Invasive Fungal Infections

Beginning in 2009, physicians at military hospitals that received combat-wounded individuals noted an increasing frequency of blast trauma patients with penetrating wounds sustained in southern Afghanistan diagnosed with the unexpected complication of invasive fungal wound infections (IFIs). These infections are characterized by recurrent wound tissue necrosis and often result in significant morbidity (e.g., limb amputations) and/or mortality. The Infectious Disease Clinical Research Program (IDCRP) at the Uniformed Services University of the Health Sciences (USU) led the Department of Defense outbreak investigation of these cases through their Trauma Infectious Disease Outcomes Study (TIDOS) in conjunction with orthopedic, trauma, and infectious disease services. During periods in 2010-2012, the IFI incidence rates were as high as 10-12% for intensive care unit admissions at Landstuhl Regional Medical Center in Germany (hospital where patients received care after medical evacuation from combat zone prior to transfer back to the United States), coincident with high blast casualty rates.  Based upon information from the initial outbreak investigation, the Joint Trauma System developed clinical practice guidelines (CPG) on IFI prevention and management. TIDOS analyses have since confirmed the independent IFI risk factors cited in the JTS CPG, including blast injuries sustained while on foot patrol, traumatic above knee amputations, and large-volume (>20 units) blood transfusions within first 24 hours after injury. In addition, through collaboration by TIDOS and hospital clinicians, a local CPG was implemented at Landstuhl, which greatly reduced the time to diagnosis and treatment initiation. Furthermore, a recent TIDOS analysis demonstrated the significant negative impact of IFIs on the timing of wound closure and healing. Aggressive surgical debridements remain the primary therapy accompanied by empiric systemic antifungal therapy when there is strong suspicion of an IFI. Other recommendations include: 1) early tissue sampling for wound histopathology and fungal cultures, 2) early consultation with infectious disease specialists and 3) coordination with surgical pathology and clinical microbiology.
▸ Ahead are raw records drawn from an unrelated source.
PR #78, opened 2019-08-28
Syntax Highlighting for HTML, CSS, JS, XML, JSON and SVG

AndrewBastin:
Sorry for the delays, I am kinda busy with travelling these days...

So yeah, this PR adds syntax highlighting to the responses powered by [Prism](https://prismjs.com/).
It looks at the returned content-type and applies the equivalent highlighting...

Well, I had to change a bit in the way how the responses are rendered, it relies on a property (responseHtml) now to render the raw html into the response box. Also, since textarea doesn't allow formatting, when an unsupported MIME type is returned, it defaults to the old textarea based layout but when a supported mime is returned, instead the content is rendered within a code tag inside a pre tag (ie, `<pre><code>{{ content }}</code></pre>`).

There are some stuff we will lose like the stretching textarea and stuff, and if there are no line breaks, the content box keeps expanding even out of the viewport. Someone should like update this PR with the ability to have proper overflow handling (I kinda don't want to work with the CSS on that one).

### DIFF
--- a/assets/css/styles.scss
+++ b/assets/css/styles.scss
@@ -166,8 +166,7 @@ fieldset.orange legend {
 select,
 input,
 option,
-textarea,
-pre {
+textarea {
   margin: 4px;
   padding: 8px 16px;
   border-radius: 4px;
@@ -176,6 +175,16 @@ pre {
   color: var(--fg-color);
   font-weight: 700;
   font-size: 18px;
+  font-family: monospace;
+}
+
+pre {
+  margin: 4px;
+  padding: 8px 16px;
+  border-radius: 4px;
+  width: calc(100% - 8px);
+  background-color: var(--bg-dark-color);
+  color: var(--fg-color);
   font-family: monospace;
 }
 
@@ -278,6 +287,10 @@ ol li {
 
 #installPWA {
   display: none;
+}
+
+.token {
+  background-color: transparent !important;
 }
 
 .info-response {
--- a/package-lock.json
+++ b/package-lock.json
@@ -2966,6 +2966,17 @@
       "resolved": "https://registry.npmjs.org/cli-boxes/-/cli-boxes-2.2.0.tgz",
       "integrity": "sha512-gpaBrMAizVEANOpfZp/EEUixTXDyGt7DFzdK5hU+UbWt/J0lB0w20ncZj59Z9a93xHb9u12zF5BS6i9RKbtg4w=="
     },
+    "clipboard": {
+      "version": "2.0.4",
+      "resolved": "https://registry.npmjs.org/clipboard/-/clipboard-2.0.4.tgz",
+      "integrity": "sha512-Vw26VSLRpJfBofiVaFb/I8PVfdI1OxKcYShe6fm0sP/DtmiWQNCjhM/okTvdCo0G+lMMm1rMYbk4IK4x1X+kgQ==",
+      "optional": true,
+      "requires": {
+        "good-listener": "^1.2.2",
+        "select": "^1.1.2",
+        "tiny-emitter": "^2.0.0"
+      }
+    },
     "cliui": {
       "version": "3.2.0",
       "resolved": "https://registry.npmjs.org/cliui/-/cliui-3.2.0.tgz",
@@ -3729,6 +3740,12 @@
       "resolved": "https://registry.npmjs.org/delayed-stream/-/delayed-stream-1.0.0.tgz",
       "integrity": "sha1-3zrhmayt+31ECqrgsp4icrJOxhk=",
       "dev": true
+    },
+    "delegate": {
+      "version": "3.2.0",
+      "resolved": "https://registry.npmjs.org/delegate/-/delegate-3.2.0.tgz",
+      "integrity": "sha512-IofjkYBZaZivn0V8nnsMJGBr4jVLxHDheKSW88PyxS5QC4Vo9ZbZVvhzlSxY87fVq3STR6r+4cGepyHkcWOQSw==",
+      "optional": true
     },
     "delegates": {
       "version": "1.0.0",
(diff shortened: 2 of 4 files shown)


liyasthomas:
Report
what works:
- HTML syntax highlighting
- JSON syntax highlighting
- JS syntax highlighting
- CSS syntax highlighting
- (prolly xml,css,svg too)

what does't works:
- responsive UI is broken
- copyResponse() is broken
- preview HTML is broken

screely-1566988602071

:point_up_2: even though syntax highlighting works, HTML tags are trimmed at unusual points such as closing tags and all.

AndrewBastin:
> Report
> what works:
> 
>     * HTML syntax highlighting
> 
>     * JSON syntax highlighting
> 
>     * JS syntax highlighting
> 
>     * CSS syntax highlighting
> 
>     * (prolly xml,css,svg too)
> 
> 
> what does't works:
> 
>     * responsive UI is broken
> 
>     * copyResponse() is broken
> 
>     * preview HTML is broken
> 
> 
> screely-1566988602071

I will work on the copy response and the preview HTML bugs, I am not really fluent in CSS stuff for doing proper overflow handling... So peeps with the knowledge please send a PR to my [repo](https://github.com/AndrewBastin/postwoman) and help me out.

NBTX:
I'll take a look at the CSS when I get home, that's no problem! I can also add draggable resizing ability (or maybe we should do show more/show less instead?).

I think rather than juggling two layouts (which adds more points of potential failure) we should just change it over to the `pre` unilaterally.

I've already done that for the websocket page as I had to add message formatting to make it readable.

liyasthomas:
+1 for <pre>

AndrewBastin:
> I'll take a look at the CSS when I get home, that's no problem! I can also add draggable resizing ability (or maybe we should do show more/show less instead?).
> 
> I think rather than juggling two layouts (which adds more points of potential failure) we should just change it over to the `pre` unilaterally.
> 
> I've already done that for the websocket page as I had to add message formatting to make it readable.

I think so too, I just kept it there because I felt like the behaviour shouldn't affect unsupported MIME types, mostly just for the resizable stuff... That's mostly it.... I too support the move to <pre> tag completely...

By the way, can someone report whether the copy response works on IE10 ? I don't use Windows so I can't check if so... Else, I have to move from the hack and use a hidden textarea with the content and run copy from there...

AndrewBastin:
> I'll take a look at the CSS when I get home, that's no problem! I can also add draggable resizing ability (or maybe we should do show more/show less instead?).
> I think rather than juggling two layouts (which adds more points of potential failure) we should just change it over to the `pre` unilaterally.
> I've already done that for the websocket page as I had to add message formatting to make it readable.



I think so too, I just kept it there because I felt like the behaviour shouldn't affect unsupported MIME types, mostly just for the resizable stuff... That's mostly it.... I too support the move to tag completely... 
 
By the way, can someone report whether the copy response works on IE10 ? I don't use Windows so I can't check if so... Else, I have to move from the hack and use a hidden textarea with the content and run copy from there...

AndrewBastin:
> Report
> what works:
> 
>     * HTML syntax highlighting
> 
>     * JSON syntax highlighting
> 
>     * JS syntax highlighting
> 
>     * CSS syntax highlighting
> 
>     * (prolly xml,css,svg too)
> 
> 
> what does't works:
> 
>     * responsive UI is broken
> 
>     * copyResponse() is broken
> 
>     * preview HTML is broken
> 
> 
> screely-1566988602071

I don't think the Preview HTML problem is related to my code as far as I can see, the code doesn't depend on the syntax highlighter div or anything and I have made sure that `response.body` property is never touched by the syntax highlighting code, the `togglePreview()` function doesn't even refer to any of my code.

NBTX:
Preview HTML covers up the textarea, so it may be a change to the HTML structure that caused it?

NBTX:
Oh I just checked the code - if I understand it correctly - a fix for the responsive UI issue is changing the style for the `pre` tags to include `white-space: pre-wrap`.

AndrewBastin:
> Oh I just checked the code, a fix for the responsive UI issue is changing the style for the `pre` tags to include `white-space: pre-wrap;`.
> 
> Alternatively, I guess you can just make it scrollable by changing it to `overflow: auto;`?

The white-space stuff didn't work, the overflow: auto option I tried before, but it didn't work, we have to give a fixed width for that to work....

I am kinda busy with some travel stuff right now, so I will be a bit slow to respond to stuff, sorry...

AndrewBastin:
> Report
> what works:
> 
>     * HTML syntax highlighting
> 
>     * JSON syntax highlighting
> 
>     * JS syntax highlighting
> 
>     * CSS syntax highlighting
> 
>     * (prolly xml,css,svg too)
> 
> 
> what does't works:
> 
>     * responsive UI is broken
> 
>     * copyResponse() is broken
> 
>     * preview HTML is broken
> 
> 
> screely-1566988602071

Btw, I just checked, preview HTML isn't broken, well it might have been some bug with `dev.to` which didn't make it render properly with our weird stretched out viewport :man_shrugging: 

It is rendering fine now....

liyasthomas:
Let me run some tests once again

NBTX:
If you need a fixed width, off the top of my head I think you can try wrapping the response in a div that's `display: block; position: relative;` and then making it `width: 100%;`, but if that doesn't work I'll play around with it.

starvsion:
> If you need a fixed width, off the top of my head I think you can try wrapping the response in a div that's `display: block; position: relative;` and then making it `width: 100%;`, but if that doesn't work I'll play around with it.

I tried it, by adding a max-width (75vw, or 85 rem), max-height and scroll to pre , but doesn't work very well with view port width 720 - 1200 ... cannot use percentage, cause the HTML thing is wildly long, and none of the parents has a fixed width ...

Warkentien TE, Shaikh F, Weintrob AC, Rodriguez CJ, Murray CK, Lloyd BA, Ganesan A, Aggarwal D, Carson ML, and Tribble DR on behalf of the IDCRP TIDOS Group.  Impact of Mucorales and Other Invasive Molds on Clinical Outcomes of Polymicrobial Traumatic Wound Infections. Journal of Clinical Microbiology. 2015.

Warkentien T, Rodriguez C, Lloyd B, et al. Invasive Fungal Infections following Combat-related Injuries. Clinical Infectious Diseases. 2012; 55(11):1441-1449.

Rodriguez C, Weintrob AC, Shah J, et al. Risk factors associated with invasive fungal infections in combat trauma. Surgical Infections. 2014; 15(5):521-526.

Lloyd BA, Weintrob AC, Rodriguez C, et al. Effect of early screening for invasive fungal infections in U.S. service members with explosive blast injuries. Surgical Infections. 2014; 15(5):619-626.

Tribble DR and Rodriguez CJ. Combat-related invasive fungal wound infections. Current Fungal Infection Reports. 2014; 8(4):277-286.

Rodriguez CJ, Weintrob AC, Dunne JR, et al. Clinical Relevance of Mold Culture Positivity With and Without Recurrent Wound Necrosis Following Combat-Related Injuries. Journal of Trauma. 2014; 77(5):769-773.

Weintrob AC, Weisbrod AB, Dunne JR, et al. Combat trauma-associated invasive fungal wound infections: Epidemiology and clinical classification. Epidemiology and Infection. 2015; 143(1):214-224.